The other accelerating factor to Zack's changes is Sgt. Foley, who promises his class, "I will use every means necessary, fair or unfair, to trip you up. To expose your weaknesses," Foley's professional standards are unrelenting and for good reason. His job is to ensure the right people are in the cockpits of the Navy's planes. Some members of the class clearly don't have what it takes. Others like Casey Seeger (Eilbacher), try their hardest but can't seem to get over the hump. Mayo can physically handle himself, but does he have the character to see things through? A lesser movie would make Foley the heavy, but he is written and acted intelligently and makes it clear to us why he has to do what he does. He maybe even feels for some of the candidates, but he must weed out the pretenders. Gossett won a well-deserved Best Supporting Actor Oscar as Foley and the best scenes in the movie involve his ever-evolving relationship with Mayo.

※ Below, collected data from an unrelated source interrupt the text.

PR #1932, opened 2017-09-26
Created certificate rotation document

### LINKED ISSUE #674: CA cert expiration
From Gitter, 9/25/16:

Dolf Schimmel @Freeaqingme
Hi folks. Just noticed the CA cert generated by Cockroach is only valid for a year. Is the expiry of the certificates and CA checked anywhere within cockroach? If so, will my cluster collapse in a year?

kena @knz 10:46
Freeaqingme: yes it is checked. The cluster will not "collapse" you will just see connection refusals when you attempt to restart nodes. Hopefully, before then we'll introduce ways to transition during cert renewals

Dolf Schimmel @Freeaqingme 10:53
Okay, thanks. Just to be safe I guess I'll generate the CA by hand but then give it an expiry for 10 years.

Dolf Schimmel @Freeaqingme 14:01
Is it possible to associate a client certificate with a specific user?

Dolf Schimmel @Freeaqingme 14:38
oh lol, nvm. Looks like the CN is actually the username. Didn't get that from the docs

### LINKED ISSUE #1499: core: Cert rotation
Background: 
 - RFC: https://github.com/cockroachdb/cockroach/pull/14254
 - https://airtable.com/tblD3oZPLJgGhCmch/viwdV1sM5KEK2L14K/recSJKR91duNibBlb

PRs: 
 - docs draft: https://github.com/cockroachdb/docs/pull/1331
 - https://github.com/cockroachdb/cockroach/pull/14925
 - https://github.com/cockroachdb/cockroach/pull/16055
 - https://github.com/cockroachdb/cockroach/pull/16101

Amruta-Ranade:
Fixes #1499 
Fixes #674

### DIFF
--- a/_includes/sidebar-data-v1.1.json
+++ b/_includes/sidebar-data-v1.1.json
@@ -1072,6 +1072,12 @@
           "/${VERSION}/create-a-file-server.html"
         ]
       },
+      {  
+        "title": "Rotate Security Certificates",
+        "urls": [
+          "/${VERSION}/rotate-certificates.html"
+        ]
+      },
       {
         "title": "Generate CockroachDB Resources",
         "urls": [
--- a/v1.1/create-security-certificates.md
+++ b/v1.1/create-security-certificates.md
@@ -4,11 +4,19 @@ summary: A secure CockroachDB cluster uses TLS for encrypted inter-node and clie
 toc: false
 ---
 
-A secure CockroachDB cluster uses [TLS](https://en.wikipedia.org/wiki/Transport_Layer_Security) for encrypted inter-node and client-node communication and requires CA, node, and client certificates and keys. To create these certificates and keys, use the `cockroach cert` [command](cockroach-commands.html) with the appropriate subcommands and flags.
+A secure CockroachDB cluster uses [TLS](https://en.wikipedia.org/wiki/Transport_Layer_Security) for encrypted inter-node and client-node communications, which requires CA, node, and client certificates and keys. To create these certificates and keys, use the `cockroach cert` [command](cockroach-commands.html) with the appropriate subcommands and flags.
 
-When using `cockroach cert` to create node and client certificates, you will need access to a local copy of the CA certificate and key. It is therefore recommended to create all certificates and keys in one place and then distribute node and client certificates and keys appropriately. For the CA key, be sure to store it somewhere safe and keep a backup; if you lose it, you will not be able to add new nodes or clients to your cluster. For a walkthrough of this process, see [Manual Deployment](manual-deployment.html).
+{{site.data.alerts.callout_success}}For details about when and how to change security certificates without restarting nodes, see <a href="rotate-certificates.html">Rotate Security Certificates</a>.{{site.data.alerts.end}}
 
 <div id="toc"></div>
+
+## How Security Certificates Work
+
+1. Using the `cockroach cert` command, you create a CA certificate and key and then node and client certificates that are signed by the CA certificate. Since you need access to a copy of the CA certificate and key to create node and client certs, it's best to create everything in one place.
+
+2. You then upload the appropriate node certificate and key and the CA certificate to each node, and you upload the appropriate client certificate and key and the CA certificate to each client.
+
+3. When nodes establish contact to each other, and when clients establish contact to nodes, they use the CA certificate to verify each other's identity.
 
 ## Subcommands
 
@@ -268,6 +276,8 @@ Certificate directory: certs
 
 ## See Also
 
-- [Manual Deployment](manual-deployment.html): Walkthrough starting a multi-node secure cluster and accessing it from a client.
-- [Start a Node](start-a-node.html): Learn more about the flags you pass when adding a node to a secure cluster.
+- [Manual Deployment](manual-deployment.html)
+- [Cloud Deployment](cloud-deployment.html)
+- [Local Test Deployment](secure-a-cluster.html)
+- [Rotate Security Certificates](rotate-certificates.html)
 - [Other Cockroach Commands](cockroach-commands.html)
--- a/v1.1/rotate-certificates.md
+++ b/v1.1/rotate-certificates.md
@@ -2,183 +2,152 @@
 title: Rotate Security Certificates
 summary: Rotate the security certificates of a secure CockroachDB cluster by creating and reloading new certificates.
 toc: false
+toc_not_nested: true
 ---
 
-<span class="version-tag">New in v1.1:</span> CockroachDB allows you to rotate security certificates without restarting the nodes. 
+<span class="version-tag">New in v1.1:</span> CockroachDB allows you to rotate security certificates without restarting nodes.
+
+{{site.data.alerts.callout_success}}For an introduction to how security certificates work in a secure CockroachDB cluster, see <a href="create-security-certificates.html">Create Security Certificates</a>.{{site.data.alerts.end}}
 
 <div id="toc"></div>
-
-## How CockroachDB Security Certificates Work
-
-A secure CockroachDB cluster uses [TLS](https://en.wikipedia.org/wiki/Transport_Layer_Security) for encrypted inter-node and client-node communications, which requires CA, node, and client certificates and keys. 
-
-The node and client certificates are signed using the CA certificate. While establishing inter-node or client-node communication, the nodes and clients use the CA certificate to verify each other's identity. 
-
-For each node, the CA certificate, node certificate, and node keys are uploaded to certs directory on the node. For each client, the CA certificate, client certificate, and client keys are uploaded to the client. 
-
-For more information, see [Create security certificates](create-security-certificates.html).
 
 ## When to Rotate Certificates
 
 You may need to rotate the node, client, or CA certificates in the following scenarios:
 
-- The node, client, or CA certificates are expiring soon. 
-- Your organization's compliance policy may require periodical certificate rotation.
+- The node, client, or CA certificates are expiring soon.
+- Your organization's compliance policy requires periodical certificate rotation.
 - The key (for a node, client, or CA) is compromised.
-- You need to modify the contents of a certificate, for example, to add another DNS name/IP address of load balancer through which a node can be reached. In this case, you need to rotate only the node certificates.
+- You need to modify the contents of a certificate, for example, to add another DNS name or the IP address of a load balancer through which a node can be reached. In this case, you would need to rotate only the node certificates.
 
-## Rotating Client Certificates
+## Rotate Client Certificates
 
-Rotating a client certificate involves the following steps:
+1. Create a new client certificate and key:
 
-### Step 1. Create a new client key and certificate
+    {% include copy-clipboard.html %}
+    ~~~ shell
+    $ cockroach cert create-client <username>
+    --certs-dir=certs \
+    --ca-key=my-safe-directory/ca.key
+    ~~~
 
-{% include copy-clipboard.html %}
-~~~ shell
-$ cockroach cert create-client <username>
---certs-dir=certs \
---ca-key=my-safe-directory/ca.key
-~~~
+2. Upload the new client certificate and key to the client using your preferred method.
 
-### Step 2. Upload the new client certificate and key to the client
+3. Have the client use the new client certificate.
 
-Upload the new client certificate and key to the client using your preferred method.
+    This step is application-specific and may require restarting the client.
 
-### Step 3. Have the client use the new client certificate
+## Rotate Node Certificates
 
-This step is application-specific and may require restarting the client.
+To rotate a node certificate, you create a new node certificate and key and reload them on the node.
 
-## Rotating Node Certificates 
+1. Create a new node certificate and key:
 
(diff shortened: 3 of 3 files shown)


v1.1/certificate-rotation.md
```diff
@@ -0,0 +1,154 @@
+---
+title: Rotate Security Certificates
```
mberhault: We'll want a link from `Create Security Certificates` along with a quick mention of expiration and the need for rotation.
Possibly from other places as well, but definitely that one.

v1.1/certificate-rotation.md
```diff
@@ -0,0 +1,154 @@
...
+-------------|------------
+`ca.crt`     | CA certificate
+`node.crt`   | Server certificate
+`node.key`   | Key for server certificate
+`client.<user>.crt` | Client certificate for `<user>` (eg: `client.root.crt` for user `root`)
+`client.<user>.key` | Key for the client certificate
+
+The node and client certificates are signed by the CA certificate. 
+
+For each node, the CA certificate, node certificate, and node keys are uploaded to certs directory on the node. For each client, the CA certificate, client certificate, and client keys are uploaded to the client.
```
mberhault: I think mentioning the CA key is necessary. Probably best to keep it outside the `name | usage` table and emphasize that it is *NOT* copied to the nodes or clients.

v1.1/certificate-rotation.md
```diff
@@ -0,0 +1,154 @@
...
+For more information, see [Create security certificates](create-security-certificates.html).
+
+## When to Rotate Certificates
+
+You may need to rotate the node, client, or CA certificates in the following scenarios:
+
+- The node, client, or CA certificates are expiring soon. 
+- Your organization's compliance policy may require periodical certificate rotation.
+- The key (for the node, client, or CA) is compromised.
+- You add a new load balancer and need to update the node certificates with the load balancer names and IP addresses. In this case, you need to rotate only the node certificates.
```
mberhault: A more general case might be better. eg: `You need to modify the contents of a certificate (eg: add another DNS name/ip address the node can be reached through, such as a load balancer)`

v1.1/certificate-rotation.md
```diff
@@ -0,0 +1,154 @@
...
+
+## Rotating Client Certificates
+
+To rotate a client certificate, [generate a new client certificate](create-security-certificates.html#create-the-certificate-and-key-pair-for-a-client), upload it to the client using your preferred method, and restart the client.
```
mberhault: This is a bit short, especially compared to the node certificate details below.
Instead, we may want to spell out the exact method (`cockroach cert create-client <username>`).
Also, instead of saying `restart the client`, maybe say `Have the client use the new certificate. This is application specific and may involve a restart of the client application.`

v1.1/certificate-rotation.md
```diff
@@ -0,0 +1,154 @@
...
+
+## Rotating Node Certificates 
+
+Rotating a node certificate requires generating a new node certificate and reloading the certificate on the node. Reloading the certificate involves uploading the node certificate to the node and rescanning the certs directory and using the new node certificate in the directory:
```
mberhault: I think you can skip the second sentence, it just summarizes the bullet points.

v1.1/certificate-rotation.md
```diff
@@ -0,0 +1,154 @@
...
+ 
+### Why rotate CA certificates in advance 
+
+Going back to the CA certificate rotation process, the second step of the process involves rotating the node and client certificates. This involves signing the node certificates with new CA certificates. These new node certificates are uploaded to the nodes as soon as the certs directory on the node is rescanned. But the clients will get their new client certificates signed with the new CA certificates only when they are restarted. The clients won't even have the new CA certificates till they are restarted. Thus node certificates signed by the new CA certificate will not be accepted by clients that do not have the new CA certificate yet. To ensure all nodes and clients have the latest CA certificate, change CA certificates on a completely different schedule, for instance, months before changing the node and client certificates.
```
mberhault: Instead of `These new node certificates are uploaded to the nodes ...`, it should be `These new nodes certificates are used by the nodes ...`

v1.1/certificate-rotation.md
```diff
@@ -0,0 +1,154 @@
...
+Going back to the CA certificate rotation process, the second step of the process involves rotating the node and client certificates. This involves signing the node certificates with new CA certificates. These new node certificates are uploaded to the nodes as soon as the certs directory on the node is rescanned. But the clients will get their new client certificates signed with the new CA certificates only when they are restarted. The clients won't even have the new CA certificates till they are restarted. Thus node certificates signed by the new CA certificate will not be accepted by clients that do not have the new CA certificate yet. To ensure all nodes and clients have the latest CA certificate, change CA certificates on a completely different schedule, for instance, months before changing the node and client certificates. 
+
+## Steps to rotate CA certificate
+
+### Step 1: Generate new CA certificate and append it to existing CA certificate:
+
+To rotate CA certificates, use the `--overwrite` flag to generate a new CA certificate and key. 
+
+~~~ shell
+$ cockroach cert create-ca --certs-dir=certs --ca-key=ca.new.key --overwrite
```
mberhault: I think we should change this to two steps:
* rename the old CA key: `mv ca.key ca.old.key`
* generate the new certificate: `cockroach cert create-ca --certs-dir=certs --ca-key=ca.key --overwrite`

This way, the instructions to use `--ca-key=ca.key` to generate node/client certificates are always accurate, even after rotation.

v1.1/certificate-rotation.md
```diff
@@ -96,26 +115,31 @@ To overcome the issue, we take advantage of the fact that multiple CA certificat
...
 
-### Step 1: Generate new CA certificate and append it to existing CA certificate:
+Suppose your existing CA and node certificates are created in the `certs` directory and your CA key is stored in a directory called `my-safe-directory`. 
 
-To rotate CA certificates, use the `--overwrite` flag to generate a new CA certificate and key. 
+Then to rotate the CA certificate, first rename the existing CA key:
 
 ~~~ shell
-$ cockroach cert create-ca --certs-dir=certs --ca-key=ca.new.key --overwrite 
+$ mv ca.key ca.old.key
```
mberhault: We should point to the same path as below: `my-safe-directory/ca.key` and `my-safe-directory/ca.old.key`

Amruta-Ranade: @mberhault Thank you! Although, I am not clear on why we need to do this. As in, why do we need to retain the old key when we do not yet support signing new node/client certificates with old  CA certificates?

mberhault: For one, because we will need the key once we allow signing with the old CA. But also because it's rarely a good idea to just delete a key completely.

mberhault:
Still LGTM. Do you want someone else's input on this? Might be good to have Jesse or Sean take a look too.

jseldess:
I'm hoping to review this soon.

v1.1/certificate-rotation.md
```diff
@@ -0,0 +1,178 @@
...
+## How CockroachDB Security Certificates Work
+
+A secure CockroachDB cluster uses [TLS](https://en.wikipedia.org/wiki/Transport_Layer_Security) for encrypted inter-node and client-node communication and requires CA, node, and client certificates and keys:
+
+File name pattern | File usage
+-------------|------------
+`ca.crt`     | CA certificate
+`node.crt`   | Server certificate
+`node.key`   | Key for server certificate
+`client.<user>.crt` | Client certificate for `<user>` (eg: `client.root.crt` for user `root`)
```
jseldess: nit: `e.g.,` instead of `eg:`

v1.1/certificate-rotation.md
```diff
@@ -0,0 +1,178 @@
...
+title: Rotate Security Certificates
+summary: Rotate the security certificates of a secure CockroachDB cluster by generating and reloading new certificates.
+toc: false
+---
+
+<span class="version-tag">New in v1.1:</span> CockroachDB allows you to rotate security certificates without restarting the nodes. 
+
+<div id="toc"></div>
+
+## How CockroachDB Security Certificates Work
```
jseldess: Most of this is a repetition of https://www.cockroachlabs.com/docs/dev/create-security-certificates.html#certificate-directory. And this isn't really "how cert rotation works". Let's remove from this page and expand the section I linked to. We can add a link to that section in this page's intro.

v1.1/certificate-rotation.md
```diff
@@ -0,0 +1,178 @@
...
+
+For more information, see [Create security certificates](create-security-certificates.html).
+
+## When to Rotate Certificates
+
+You may need to rotate the node, client, or CA certificates in the following scenarios:
+
+- The node, client, or CA certificates are expiring soon. 
+- Your organization's compliance policy may require periodical certificate rotation.
+- The key (for the node, client, or CA) is compromised.
```
jseldess: nit: `for a node, a client, or the CA`

v1.1/certificate-rotation.md
```diff
@@ -0,0 +1,178 @@
...
+- You need to modify the contents of a certificate (example: add another DNS name/IP address the node can be reached through, such as a load balancer). In this case, you need to rotate only the node certificates.
```
jseldess: Let's integrate the parenthetical into the sentence:

> You need to modify the contents of a certificate, for example, to add the DNS name/IP address of a load balancer through which a node can be reached. In this case, you need to rotate only the node certificates.

v1.1/certificate-rotation.md
```diff
@@ -0,0 +1,178 @@
...
+
+To make a running node rescan the certificates directory and use the new certificates without restarting the node, issue a `SIGHUP` signal to the cockroach process:
+	
+~~~ shell
+pkill -SIGHUP -x cockroach
+~~~
+
+The `SIGHUP` signal must be sent by the same user running the process (for example: run with `sudo` if cockroach is running under user `root`).	
+
+## Rotating CA Certificate
```
jseldess: nit: `Rotating the CA Certificate`

v1.1/certificate-rotation.md
```diff
@@ -0,0 +1,178 @@
...
+- The node, client, or CA certificates are expiring soon. 
+- Your organization's compliance policy may require periodical certificate rotation.
+- The key (for the node, client, or CA) is compromised.
+- You need to modify the contents of a certificate (example: add another DNS name/IP address the node can be reached through, such as a load balancer). In this case, you need to rotate only the node certificates.
+
+## Rotating Client Certificates
+
+Rotating a client certificate involves the following steps:
+
+#### Step 1: Generating a new client key and certificate
```
jseldess: Let's make these steps h3 headers (`###`). Also, let's use a period and active verbs for steps:

> Step 1. Generate a new client key and certificate

v1.1/certificate-rotation.md
```diff
@@ -0,0 +1,178 @@
...
+Upload the new certificate to the client using your preferred method.
+
+#### Step 3: Have the client use the new certificate
+
+This step is application-specific and may require restarting the client.
+
+
+## Rotating Node Certificates 
+
+Rotating a node certificate requires generating a new node certificate and reloading the certificate on the node. Reloading the certificate involves uploading the node certificate to the node and rescanning the certs directory and using the new node certificate in the directory:
```
jseldess: Let's condense this to just the first sentence. The steps handle the rest.

v1.1/certificate-rotation.md
```diff
@@ -0,0 +1,178 @@
...
+
+#### Step 1: Generate new node certificate and key
```
jseldess: Missing the `a`: `Step 1. Generate a new node certificate and key`

v1.1/certificate-rotation.md
```diff
@@ -0,0 +1,178 @@
...
+
+#### Step 3: Reload the node certificate
+
+To make a running node rescan the certificates directory and use the new certificates without restarting the node, issue a `SIGHUP` signal to the cockroach process:
+	
+~~~ shell
+pkill -SIGHUP -x cockroach
+~~~
+
+The `SIGHUP` signal must be sent by the same user running the process (for example: run with `sudo` if cockroach is running under user `root`).
```
jseldess: @mberhault, is there a way to validate that the new certificate is in use? That might be a final step here.

v1.1/certificate-rotation.md
jseldess: I'll get back to reviewing this later or tomorrow, but my initial sense is that there's way too much prose before the actual procedure. Need to think about this.

v1.1/certificate-rotation.md
mberhault: Two ways:
1. look at the certificate report on the node (https://omega.crdb.io:8080/#/reports/certificates/1 for node 1)
1. look at monitoring (we should have a section on that)

Amruta-Ranade: I don't think we expose the certificate report to the users. 
Also, is this the monitoring section you are referring to: https://www.cockroachlabs.com/docs/stable/create-security-certificates.html#list-certificates-and-keys

mberhault: It's linked to from the `/debug/` page, assuming access is allowed (by a cluster setting).
By monitoring, I mean the actual metrics: `security_certificate_expiration_node` and `security_certificate_expiration_ca`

Another intriguing subplot involves Zack's friend and fellow candidate Sid (Keith), a gregarious Oklahoman who falls in love with Paula's friend Lynette (Blount), who is willing to trap him with a pregnancy scare to get him to marry her and take her away from her humdrum existence. Sid is deceived into thinking she loves him and he makes a decision which reveals the truth of their relationship and also its consequences. Winger received an Oscar nomination for her work. She is spirited, believes in Zack, and willing to risk losing him so he can find out who he is. Her chemistry with Gere is not the strongest, but maybe that is part of their characters. They approach either cautiously and with preconceived notions about the other, which are slowly broken down. Maybe a mite too slowly, but there is a powerful payoff.
Richard Gere's best performances are those in which he is a slickster on the outside while hiding great emotional hurts underneath. At times, we sense Zack would rather die than expose his soft side. He learns to eventually reconcile this and it comes near the end, when he realizes that after graduating from basic training, he has no one there waiting to congratulate him. His body language says it all. This leads to the famed ending, in which we see Zack and Paula together and he smiles widely for the first time in the movie. It was a long journey for him to get to that smile, one which we were happy to witness.